Problem requirements
Copy all lines in the material holding the string "variations".

Dataset extract
PR #1937, opened 2024-02-12
add nFONLL alphas varariations to theorydb

RoyStegeman:
This add the following theories to the theorydb
- 804: alphas=0.114
- 805: alphas=0.115
- 806: alphas=0.116
- 807: alphas=0.117
- 808: alphas=0.119
- 809: alphas=0.120
- 810: alphas=0.121
- 811: alphas=0.122


RoyStegeman:
@Radonirinaunimi FYI these are the theories we'll use for now. While we may need more alphas variations later, feel free to continue from 812, I don't think it's really worth the effort to try and group them together.

andreab1997:
> This add the following theories to the theorydb
> 
> * 804: alphas=0.114
> * 805: alphas=0.115
> * 806: alphas=0.116
> * 807: alphas=0.117
> * 808: alphas=0.118
> * 809: alphas=0.120
> * 810: alphas=0.121
> * 811: alphas=0.122

I believe 808 should be 0.119 no?

RoyStegeman:
Yes it should be correct in the db

Radonirinaunimi:
> @Radonirinaunimi FYI these are the theories we'll use for now. While we may need more alphas variations later, feel free to continue from 812, I don't think it's really worth the effort to try and group them together.

Thanks a lot for letting us know! Just a couple of minutes ago, we advised @toonhasenack to start from 820 (https://github.com/NNPDF/theories_slim/pull/33) (since I believe @niclaurenti also requires some IDs (?)) which then leaves 8 IDs in-between. If you are fine that there are these gaps for the time being which you/we could use later we'll keep 820 and 821. But if there are reasons against this, we can ofc start from 812.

Worked solution
@Radonirinaunimi FYI these are the theories we'll use for now. While we may need more alphas variations later, feel free to continue from 812, I don't think it's really worth the effort to try and group them together.
> @Radonirinaunimi FYI these are the theories we'll use for now. While we may need more alphas variations later, feel free to continue from 812, I don't think it's really worth the effort to try and group them together.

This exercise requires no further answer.